Both North Korea and Egypt have neorealist philosophies when interacting with each other. Each is self-interested: North Korea gains a potential ally, a hub for weapon sales, and a mobile phone network (from Egypt based Orascom). On the other side, Egypt gains weapons training and technology, revenue for Orascom, and aid from North Korea as well as the United States.
At the Individual level of analysis, two factors are significant: Kim Jong-il’s relationships with Mubarak and Naguib Samiris. Mubarak actually forged ties with North Korea’s ruler after a long relationship with his father, Kim II-sung. This relationship has continued to present day. In fact, Kim Jong-il recently wished Mubarak a Happy New Year – regarded by many as “evidence of North Korea’s decades of support” (Kirk 1) and a pledge of future aid. Naguib Samiris heads Orascom, the “biggest mobile phone company in the Middle East” (2) and the biggest foreign investor in North Korea. Orascom recently created North Korea’s only mobile phone network, Koryolink, in 2008 (2). Jong-il relies on Orascom’s business and investment immensely, and has “honored Mr. Samiris with the kind of state dinner generally reserved for the few chiefs of state who have visited Pyongyang” (2).
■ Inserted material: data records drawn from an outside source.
PR #156, opened 2023-06-26
Optimize RedisSource map lookup behavior

yunfengzhou-hub:

This pull request mainly adds an optimization to Redis source so that when only certain keys of a map-typed feature would be used during a lookup join, the Redis source need not get the whole map value from Redis.

## Brief change log

- Support getItem operation in Feathub expression
- Support assigning default field names for features
- Support using getItem expression in JoinTransform
- Modify COLLECT_LIST's default value, changing from `[]` to `None` due to FLINK-32494.
- Optimize RedisSource in lookup joins under conditions described above.

  - The public API: no

## Documentation

### DIFF
--- a/java/feathub-connectors/flink-connectors/flink-connector-redis/src/main/java/com/alibaba/feathub/flink/connectors/redis/lookup/RedisLookupFunction.java
+++ b/java/feathub-connectors/flink-connectors/flink-connector-redis/src/main/java/com/alibaba/feathub/flink/connectors/redis/lookup/RedisLookupFunction.java
@@ -29,6 +29,8 @@ import org.apache.flink.table.types.DataType;
 import org.apache.flink.table.types.KeyValueDataType;
 import org.apache.flink.util.Preconditions;
 
+import org.apache.flink.shaded.jackson2.com.fasterxml.jackson.core.type.TypeReference;
+
 import com.alibaba.feathub.flink.connectors.redis.ConversionUtils;
 import com.alibaba.feathub.flink.connectors.redis.JedisClient;
 
@@ -37,9 +39,12 @@ import java.util.ArrayList;
 import java.util.Arrays;
 import java.util.Collection;
 import java.util.Collections;
+import java.util.HashMap;
 import java.util.List;
 import java.util.Map;
 
+import static com.alibaba.feathub.flink.connectors.redis.ConversionUtils.OBJECT_MAPPER;
+import static com.alibaba.feathub.flink.connectors.redis.RedisConfigs.HASH_FIELDS;
 import static com.alibaba.feathub.flink.connectors.redis.RedisConfigs.KEY_FIELDS;
 
 /**
@@ -75,6 +80,8 @@ public class RedisLookupFunction extends LookupFunction {
 
     private final DataType[] fieldDataTypes;
 
+    private final String[][] hashFields;
+
     private transient JedisClient client;
 
     private transient RowData.FieldGetter[] logicalKeyGetters;
@@ -87,6 +94,23 @@ public class RedisLookupFunction extends LookupFunction {
         this.featureFieldIndices = getFeatureFieldIndices(schema, config);
         this.physicalKeyFieldIndices = getPhysicalKeyFieldIndices(schema, featureFieldIndices);
         this.fieldDataTypes = schema.getColumnDataTypes().toArray(new DataType[0]);
+        if (config.get(HASH_FIELDS) == null) {
+            this.hashFields = null;
+        } else {
+            try {
+                TypeReference<HashMap<String, List<String>>> typeRef =
+                        new TypeReference<HashMap<String, List<String>>>() {};
+                HashMap<String, List<String>> map =
+                        OBJECT_MAPPER.readValue(config.get(HASH_FIELDS), typeRef);
+                this.hashFields = new String[schema.getColumnCount()][];
+                for (Map.Entry<String, List<String>> entry : map.entrySet()) {
+                    this.hashFields[schema.getColumnNames().indexOf(entry.getKey())] =
+                            entry.getValue().toArray(new String[0]);
+                }
+            } catch (Exception e) {
+                throw new RuntimeException(e);
+            }
+        }
     }
 
     @Override
@@ -135,7 +159,16 @@ public class RedisLookupFunction extends LookupFunction {
                         ConversionUtils.fromList(redisData, (CollectionDataType) valueType);
                 result.setField(valueFieldIndex, flinkSqlData);
             } else if (valueType instanceof KeyValueDataType) {
-                Map<String, String> redisData = client.hgetAll(key);
+                Map<String, String> redisData;
+                if (hashFields == null || hashFields[valueFieldIndex] == null) {
+                    redisData = client.hgetAll(key);
+                } else {
+                    redisData = new HashMap<>();
+                    List<String> values = client.hmget(key, hashFields[valueFieldIndex]);
+                    for (int j = 0; j < hashFields[valueFieldIndex].length; j++) {
+                        redisData.put(hashFields[valueFieldIndex][j], values.get(j));
+                    }
+                }
                 MapData flinkSqlData =
                         ConversionUtils.fromMap(redisData, (KeyValueDataType) valueType);
                 result.setField(valueFieldIndex, flinkSqlData);
--- a/python/feathub/dsl/expr_utils.py
+++ b/python/feathub/dsl/expr_utils.py
@@ -11,14 +11,19 @@
 #  WITHOUT WARRANTIES OR CONDITIONS OF ANY KIND, either express or implied.
 #  See the License for the specific language governing permissions and
 #  limitations under the License.
-from typing import Set
+
+import re
+from typing import Set, cast, Any, Tuple
 
 from ply import lex
 
+from feathub.dsl.ast import BracketOp, VariableNode, ValueNode
 from feathub.dsl.built_in_func import BUILTIN_FUNC_DEF_MAP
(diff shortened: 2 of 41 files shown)


python/feathub/feature_views/derived_feature_view.py
```diff
@@ -98,16 +102,34 @@ def build(
...
+                    force_update,
+                    f"f{default_field_name_index}",
                 )
+                if feature.name == f"f{default_field_name_index}":
+                    default_field_name_index += 1
             features.append(feature)
 
         self._validate(features, source)
 
+        self._resolve_join_feature_dtype(
```
lindong28, line 127: It seems a bit weird to do `self._resolve_join_feature_dtype` after `self._validate(...)`.

I suppose we need this `_resolve_join_feature_dtype` only if user specifies a string-valued expression. But if that is the case, should dtype already be resolved by the _get_feature_from_feature_str() (which is invoked above)?

lindong28 (commented):
Thanks for the PR!

Left some comments below.

python/feathub/dsl/expr_utils.py
```diff
@@ -34,3 +39,34 @@ def get_variables(feathub_expr: str) -> Set[str]:
...
+    """
+    ast = _parser.parse(expr)
+    return (
+        isinstance(ast, BracketOp)
+        and isinstance(ast.left_child, VariableNode)
+        and isinstance(ast.right_child, ValueNode)
+    )
+
+
+def get_map_static_lookup_key(expr: str) -> Any:
```
lindong28, line 66: How about renaming it as `get_static_map_lookup_key` for consistency with `is_static_map_lookup_op`?

python/feathub/feature_views/transforms/join_transform.py
```diff
@@ -25,26 +25,26 @@ class JoinTransform(Transformation):
     def __init__(
         self,
         table_name: str,
-        feature_name: str,
+        expr: str,
     ):
         """
         :param table_name: The name of a Source or FeatureView table.
-        :param feature_name: The feature name.
+        :param expr: The feature expr.
```
lindong28, line 32: Does this support arbitrary FeatHub expression? If no, can you add doc explaining what is supported?

python/feathub/feature_views/derived_feature_view.py
```diff
@@ -98,12 +104,24 @@ def build(
...
                 feature = self._get_feature_from_feature_str(
-                    feature, registry, source, force_update
+                    feature,
+                    registry,
+                    source,
+                    force_update,
+                    f"_{default_field_name_index}",
                 )
+                if feature.name == f"_{default_field_name_index}":
+                    default_field_name_index += 1
```
lindong28, line 124: It is possible that the this feature name collide with source.get_output_features().

Maybe we should put the logic above (which uses a while loop) into a method and call the method here?

python/feathub/feature_views/derived_feature_view.py
```diff
@@ -171,28 +190,44 @@ def _get_feature_from_feature_str(
...
-                "format {feature_name}."
-            )
+            elif is_static_map_lookup_op(parts[1]):
+                join_feature_expr = parts[1]
+                variable_types: Dict[str, Optional[DType]] = {
+                    f.name: f.dtype for f in table_desc.get_output_features()
+                }
+                return Feature(
+                    name=default_feature_name,
+                    dtype=cast(
```
lindong28, line 217: Since the logic of determing the dtype is non-trivial (involving 3+ function calls and spread across 3 lines), would it be more readable to determine it before constructing the Feature instance?

python/feathub/feature_views/feature_view.py
```diff
@@ -52,10 +52,11 @@ def __init__(
                        string, it should refer to the name of a table descriptor in the
                        registry.
         :param features: A list of features to be joined onto this feature view.
-                         If a feature is a string, it should be either in the format
-                         {table_name}.{feature_name}, which refers to a feature in the
-                         table with the given name, or in the format {feature_name},
-                         which refers to a feature in the source table.
+                         If a feature is a string, it should be it should be in either
+                         of the following formats:
+                         1. {feature_name}
```
lindong28, line 57: Can you add the comment to explain that `{feature_name}` refers to a feature in the source table?

Same for `OnDemandFeatureView`.

python/feathub/processors/flink/table_builder/flink_table_builder.py
```diff
@@ -408,6 +407,30 @@ def _get_table_from_derived_feature_view(
             right_table = table_by_names[right_table_name]
             right_table_descriptor = self.registry.get_features(right_table_name)
             redis_source = get_redis_source(right_table_descriptor)
+            right_table = optimize_redis_source_lookup_map(
```
lindong28, line 410: Would it be more readable to call this method only when `redis_source is not None`?

python/feathub/processors/flink/table_builder/redis_utils.py
```diff
@@ -96,9 +103,60 @@ def append_physical_key_columns_per_feature(
...
+    Redis hash, instead of reading all hash fields.
+    """
+    if not isinstance(table_descriptor, RedisSource):
+        return table
+
+    feature_names = [
+        x for x in table_descriptor.schema.field_names if x not in table_descriptor.keys
+    ]
+
+    if len(feature_names) != 1 or not isinstance(
```
lindong28, line 125: Is there particular reason that this optimization only support RedisSource with one field?

python/feathub/processors/flink/table_builder/flink_table_builder.py
```diff
@@ -408,6 +407,30 @@ def _get_table_from_derived_feature_view(
...
+                self.t_env,
+                right_table,
+                right_table_descriptor,
+                right_table_join_field_descriptors,
+            )
+
+            select_dict = {}
+            for field_name in right_table.get_schema().get_field_names():
+                select_dict[field_name] = f"`{field_name}`"
```
lindong28, line 419: Instead of enumerating all existing columns of the `right_table`, would it be simpler to only add the columns for those `right_table_join_field_descriptors` that contain "static map lookup op"? We can add columns similar to what is done in `append_physical_key_columns_per_feature()`.

And would it be more readable to move this logic into `join_utils#lookup_join`?

python/feathub/processors/flink/table_builder/redis_utils.py
```diff
@@ -96,9 +103,60 @@ def append_physical_key_columns_per_feature(
...
+        t_env,
+        table_descriptor,
+        {"hashFields": ",".join(x for x in hash_fields)},
+    )
+
+
 def get_table_from_redis_source(
     t_env: StreamTableEnvironment,
     source: RedisSource,
+    additional_options: Optional[Dict[str, str]] = None,
```
lindong28, line 159: How about using `extra_options` for consistency with `Feature`'s constructor?

python/feathub/feature_views/transforms/join_transform.py
```diff
@@ -25,26 +25,26 @@ class JoinTransform(Transformation):
     def __init__(
         self,
         table_name: str,
-        feature_name: str,
+        expr: str,
```
lindong28, line 28: Can you use `@deprecated_alias` to keep supporting `expr` for backward compatibility?

lindong28 (commented):
Thanks for the PR. Looks pretty good now. Left some comments below.

python/feathub/processors/flink/table_builder/flink_table_builder.py
yunfengzhou-hub: I have moved this logic to `redis_utils` instead of `join_utils` to avoid circular reference.

java/feathub-connectors/flink-connectors/flink-connector-redis/src/main/java/com/alibaba/feathub/flink/connectors/redis/lookup/RedisLookupFunction.java
```diff
@@ -87,6 +94,23 @@ public RedisLookupFunction(ReadableConfig config, ResolvedSchema schema) {
         this.featureFieldIndices = getFeatureFieldIndices(schema, config);
         this.physicalKeyFieldIndices = getPhysicalKeyFieldIndices(schema, featureFieldIndices);
         this.fieldDataTypes = schema.getColumnDataTypes().toArray(new DataType[0]);
+        if (config.get(HASH_FIELDS) == null || this.featureFieldIndices.length > 1) {
```
lindong28, line 97: Should we also support `HASH_FIELDS` when the Redis table only has more than one feature column?

python/feathub/processors/flink/table_builder/redis_utils.py
```diff
@@ -96,9 +107,125 @@ def append_physical_key_columns_per_feature(
...
 
 
+def optimize_redis_source_lookup_map(
+    t_env: StreamTableEnvironment,
+    table: NativeFlinkTable,
+    table_descriptor: TableDescriptor,
+    join_field_descriptors: Dict[str, JoinFieldDescriptor],
+) -> NativeFlinkTable:
+    """
+    If the right table of a lookup join is a RedisSource and only designated keys
```
lindong28, line 117: Does this mean that we do not support filtering-by-map-key when there are columns with non-map type?

lindong28 (commented):

python/feathub/processors/flink/table_builder/redis_utils.py
yunfengzhou-hub: Filtering by map key is still supported when there are non-map-typed columns. There might be some ambiguity in this description. I'll improve this document.

lindong28:
Thanks for the update. LGTM.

Samiris personally prefers the democratic side of the current political debate, but cannot change the fact that his company “thrives on close ties to Mubarak” (2) So for the foreseeable future; Egyptian politics, Egyptian-North Korean relations, and the future of the Orascom group appear to be intertwined.
Egypt’s influence in North Korea demonstrates the different definitions of power. North Korea is dependent on Egyptian investment and the Egyptian-made mobile network, demonstrating Egypt’s immense economic power – even as the United States sends Egypt foreign aid because of its emerging/developing nation status. Also, because of Egypt’s relevance to North Korea, Egypt is indirectly protected by North Korea’s deterrence strategies.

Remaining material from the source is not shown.